Kuljit Bhamra is one of the most inspiring and influential people working in the British Asian music scene. Multi talented Kuljit is very much at home either as an artist, producer or composer. He is perhaps best know to the theatre going public for his truly breathtaking performances as on-stage percussionist in Andrew Lloyd Webber’s hit musical Bombay Dreams.
“Born to the Bhangra Beat!” - Daily Telegraph
Kuljit was responsible for spearheading the Bhangra movement composing and producing over 2000 songs to date which in turn helped to launch or enhance the careers of numerous Bhangra and Bollywood stars.

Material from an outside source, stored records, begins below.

PR #1461, opened 2020-10-22
Expose bundling status to CLI

NeoLegends:
**- Summary**

Based on #1458, this exposes the edge handler bundling status to the CLI.

**- Test plan**

- [x] Release mesh-forward with support for the `--progress` option
- [x] Source mesh-forward from npm
- [x] Add tests bundling edge handlers

Expose edge handler bundler status on CLI

🐘


erezrokah (changes requested):
Thanks @NeoLegends, I know this is a draft, but added some comments.
I can test it a bit more once the new release for traffic mesh it published.

src/utils/traffic-mesh.js
```diff
@@ -92,6 +97,65 @@ const startForwardProxy = async ({ port, frameworkPort, functionsPort, publishDi
   }
 }
 
+const forwardMessagesToLog = ({ log, subprocess }) => {
+  let currentId = null
+  let spinner = null
+
+  subprocess.stderr
```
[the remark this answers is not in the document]
NeoLegends: >Can we use something like: [...] To avoid using https://github.com/dominictarr/event-stream?

I can do that.

> Also, should we be reading stdout?

Currently mesh-forward outputs the status events to stderr, to be resilient to the `log-file` option being present or not. If it's not present mesh-forward will output tracing logs to stdout which might cause conflicts if we log progress messages at the same time.

I am looking into creating a separate pipe just for those messages. The `spawn` function has the ability to open multiple pipes, but I'm not yet sure how to consume them in a cross-platform way from Rust.

> We should also change the way we spawn the process as we're using stdio: 'inherit'

Fair.

src/utils/traffic-mesh.js
```diff
@@ -92,6 +97,65 @@ const startForwardProxy = async ({ port, frameworkPort, functionsPort, publishDi
...
+          cb(null, data)
+        } catch (error) {
+          log(NETLIFYDEVERR, 'cannot parse log line as JSON, ignoring')
+          // don't call callback
+        }
+      }),
+    )
+    .on('data', ({ error, id, type }) => {
+      switch (type) {
+        case 'bundle:start':
```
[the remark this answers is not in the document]
NeoLegends: Yes this case is to be expected, which is why the success & error cases return early if the ID doesn't match up anymore.

I was under the impression starting multiple spinners would work, but I agree we should handle this case more explicitly.

src/utils/traffic-mesh.js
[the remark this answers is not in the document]
ehmicky: Could we also just read the stream as is, with `data` events?

src/utils/traffic-mesh.js
```diff
@@ -92,6 +97,67 @@ const startForwardProxy = async ({ port, frameworkPort, functionsPort, publishDi
   }
 }
 
+const forwardMessagesToLog = ({ log, subprocess }) => {
+  let currentId = null
+  let spinner = null
+
+  subprocess.stderr
```
ehmicky, line 104: Note: we might want to handle `error` events on this stream.

src/utils/traffic-mesh.js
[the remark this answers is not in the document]
NeoLegends: I don't think we should depend on the data events coming line-by-line as we get them from Rusts `eprintln!(...)`. If the pipe is buffered for some random reason this will break our code.

src/utils/traffic-mesh.js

He has worked both independently and collaboratively on film scores including the soundtracks for Bhaji on the Beach & Bend It Like Beckham. He has also been applauded for his stunning drumming work in the film “The Little Princess.”

Alongside his stage and music production work he has made appearances in The Guru, Four Feathers and Wings of a Dove.
“One of the most prolific and dedicated Asian music producers to come out of Britain.” London Asian Guardian

All 19 tracks on “Burning At Melting Point” are collaborative performances with well-known artistes and personalities who have touched Kuljit’s life.

Mike Lindup (Level 42), Barb Jungr, Michael Garrick, John McCoy (Gillan), Nick Beggs (Kajagoogoo), Eduardo Niebla, Henry Thomas (Rock School), Julian Clary, Lol Gellor,
Gary Crosby, Henry Thomas, Martin Lee Stephenson, Stefan Hannigan, Russell Churney
And John McCoy,
“Introducing Bhangra to a non-Asian public …” - The Times

“… has been able to blend both eastern and western music without sacrificing the roots of either.” - Asian Times

About Kuljit Bhamra:

Kuljit Bhamra virtuoso tabla player, composer, producer and pioneer of the UK’s burgeoning East/West music fusion market. His talents and interest in all music genres are evoked in “Burning AT Melting Point” released on his own Keda label, now in its fifteenth year.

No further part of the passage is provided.